P.S. PLEASE COME BACK


----------



## radar3321 (Feb 27, 2012)

Having problems with poaching are we?

Outdoor Hub mobile, the outdoor information engine


----------



## firstflight111 (May 22, 2008)

radar3321 said:


> Having problems with poaching are we?
> 
> Outdoor Hub mobile, the outdoor information engine


no there to stupid to kill a turkey ..just trespassers that are messing up my hunts ...i got there area pinned down ...


----------



## TerryMayberry (Dec 23, 2009)

Good luck with the poachers but be careful.

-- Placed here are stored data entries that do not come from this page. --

PR #1322, opened 2020-12-22
Fix install-scale-chart target

yeukovichd:
Has fixes required for successful run of install-scale-chart.


aLekSer (approved):
Thanks for fixing `serviceAccount` and `configName` .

If they a criminal enough to trespass, who knows what else they are willing to do.


----------



## I_Shock_Em (Jul 20, 2008)

Same spot as last year?


----------



## firstflight111 (May 22, 2008)

I_Shock_Em said:


> Same spot as last year?


yep same thing


----------



## Huntinbull (Apr 10, 2004)

Boobie traps..............are illegal.


----------



## firstflight111 (May 22, 2008)

Huntinbull said:


> Boobie traps..............are illegal.


but it would be fun


----------



## Bowhunter57 (Feb 9, 2011)

A couple claymores with trip wires would provide the predatory wildlife with some nice tidbits.  Gotta keep the rest of the wildlife in mind. 

Bowhunter57


----------



## Snakecharmer (Apr 9, 2008)

Bet those turkeys tasted good though.........


----------